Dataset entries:
|---|
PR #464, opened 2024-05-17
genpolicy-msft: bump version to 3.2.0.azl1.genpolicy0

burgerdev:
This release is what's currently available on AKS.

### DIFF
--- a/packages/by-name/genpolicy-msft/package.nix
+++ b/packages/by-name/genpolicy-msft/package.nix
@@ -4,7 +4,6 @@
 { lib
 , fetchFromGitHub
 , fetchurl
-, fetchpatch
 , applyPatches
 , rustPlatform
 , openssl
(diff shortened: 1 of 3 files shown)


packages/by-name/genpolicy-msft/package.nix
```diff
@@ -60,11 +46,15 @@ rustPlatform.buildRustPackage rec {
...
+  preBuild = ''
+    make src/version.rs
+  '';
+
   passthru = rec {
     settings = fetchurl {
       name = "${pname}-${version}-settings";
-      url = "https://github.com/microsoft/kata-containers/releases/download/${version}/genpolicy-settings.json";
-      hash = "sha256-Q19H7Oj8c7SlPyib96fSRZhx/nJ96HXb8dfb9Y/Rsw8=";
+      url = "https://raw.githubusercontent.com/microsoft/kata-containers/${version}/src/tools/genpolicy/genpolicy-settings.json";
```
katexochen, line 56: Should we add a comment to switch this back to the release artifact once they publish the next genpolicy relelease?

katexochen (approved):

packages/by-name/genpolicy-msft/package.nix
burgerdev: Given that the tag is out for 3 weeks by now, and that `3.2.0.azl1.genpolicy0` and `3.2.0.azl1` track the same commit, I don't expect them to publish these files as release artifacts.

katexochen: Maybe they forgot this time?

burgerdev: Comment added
|---|
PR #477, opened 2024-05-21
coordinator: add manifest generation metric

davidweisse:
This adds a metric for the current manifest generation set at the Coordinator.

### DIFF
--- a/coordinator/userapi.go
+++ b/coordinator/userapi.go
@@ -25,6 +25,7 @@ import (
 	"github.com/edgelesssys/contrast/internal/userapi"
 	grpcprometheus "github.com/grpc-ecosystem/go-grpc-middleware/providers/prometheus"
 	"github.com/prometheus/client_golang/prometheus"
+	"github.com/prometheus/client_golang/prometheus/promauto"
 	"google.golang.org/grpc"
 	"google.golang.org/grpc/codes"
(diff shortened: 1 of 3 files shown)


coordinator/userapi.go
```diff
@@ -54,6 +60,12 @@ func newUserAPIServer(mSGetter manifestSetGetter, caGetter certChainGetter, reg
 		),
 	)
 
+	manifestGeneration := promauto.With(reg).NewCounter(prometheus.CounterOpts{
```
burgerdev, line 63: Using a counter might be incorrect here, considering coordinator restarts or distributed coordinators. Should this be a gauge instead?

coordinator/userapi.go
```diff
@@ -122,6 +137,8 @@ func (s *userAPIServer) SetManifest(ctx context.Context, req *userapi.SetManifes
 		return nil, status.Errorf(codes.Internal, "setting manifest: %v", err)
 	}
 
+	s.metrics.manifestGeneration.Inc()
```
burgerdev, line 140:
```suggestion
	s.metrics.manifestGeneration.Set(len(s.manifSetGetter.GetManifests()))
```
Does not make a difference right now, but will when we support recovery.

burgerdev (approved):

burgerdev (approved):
|---|
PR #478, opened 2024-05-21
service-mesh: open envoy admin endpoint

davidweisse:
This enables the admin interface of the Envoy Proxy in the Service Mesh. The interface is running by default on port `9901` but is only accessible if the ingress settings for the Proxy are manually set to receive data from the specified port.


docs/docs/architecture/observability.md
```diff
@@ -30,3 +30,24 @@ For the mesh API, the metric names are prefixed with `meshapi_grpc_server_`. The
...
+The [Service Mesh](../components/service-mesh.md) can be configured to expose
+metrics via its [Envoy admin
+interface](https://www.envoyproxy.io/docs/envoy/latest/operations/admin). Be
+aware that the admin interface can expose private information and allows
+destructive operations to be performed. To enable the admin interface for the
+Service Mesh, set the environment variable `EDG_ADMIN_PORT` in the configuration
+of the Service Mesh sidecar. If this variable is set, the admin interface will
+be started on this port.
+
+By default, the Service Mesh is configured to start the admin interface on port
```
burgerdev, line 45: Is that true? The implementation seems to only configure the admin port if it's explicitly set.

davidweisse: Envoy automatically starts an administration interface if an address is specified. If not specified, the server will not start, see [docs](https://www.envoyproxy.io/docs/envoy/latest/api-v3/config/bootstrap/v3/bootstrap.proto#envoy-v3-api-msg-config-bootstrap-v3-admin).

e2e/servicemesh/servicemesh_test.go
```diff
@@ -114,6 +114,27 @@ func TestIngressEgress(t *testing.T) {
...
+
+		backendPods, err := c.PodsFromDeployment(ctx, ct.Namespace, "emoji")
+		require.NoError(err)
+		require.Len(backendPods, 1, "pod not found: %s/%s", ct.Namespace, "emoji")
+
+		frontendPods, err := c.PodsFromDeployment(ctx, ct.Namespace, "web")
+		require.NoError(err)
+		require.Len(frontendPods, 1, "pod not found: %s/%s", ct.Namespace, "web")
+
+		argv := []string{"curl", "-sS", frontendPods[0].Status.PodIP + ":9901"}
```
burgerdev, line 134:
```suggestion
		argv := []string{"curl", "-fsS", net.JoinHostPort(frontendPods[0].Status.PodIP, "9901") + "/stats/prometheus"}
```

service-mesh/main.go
|---|
TASK BRIEF →
Among the records above, repeat exactly the line with "PR #464, opened 2024-05-17", the line with "burgerdev: Comment added", and every line in between, and only those.

TASK ANSWER →
PR #464, opened 2024-05-17
genpolicy-msft: bump version to 3.2.0.azl1.genpolicy0

burgerdev:
This release is what's currently available on AKS.

### DIFF
--- a/packages/by-name/genpolicy-msft/package.nix
+++ b/packages/by-name/genpolicy-msft/package.nix
@@ -4,7 +4,6 @@
 { lib
 , fetchFromGitHub
 , fetchurl
-, fetchpatch
 , applyPatches
 , rustPlatform
 , openssl
(diff shortened: 1 of 3 files shown)


packages/by-name/genpolicy-msft/package.nix
```diff
@@ -60,11 +46,15 @@ rustPlatform.buildRustPackage rec {
...
+  preBuild = ''
+    make src/version.rs
+  '';
+
   passthru = rec {
     settings = fetchurl {
       name = "${pname}-${version}-settings";
-      url = "https://github.com/microsoft/kata-containers/releases/download/${version}/genpolicy-settings.json";
-      hash = "sha256-Q19H7Oj8c7SlPyib96fSRZhx/nJ96HXb8dfb9Y/Rsw8=";
+      url = "https://raw.githubusercontent.com/microsoft/kata-containers/${version}/src/tools/genpolicy/genpolicy-settings.json";
```
katexochen, line 56: Should we add a comment to switch this back to the release artifact once they publish the next genpolicy relelease?

katexochen (approved):

packages/by-name/genpolicy-msft/package.nix
burgerdev: Given that the tag is out for 3 weeks by now, and that `3.2.0.azl1.genpolicy0` and `3.2.0.azl1` track the same commit, I don't expect them to publish these files as release artifacts.

katexochen: Maybe they forgot this time?

burgerdev: Comment added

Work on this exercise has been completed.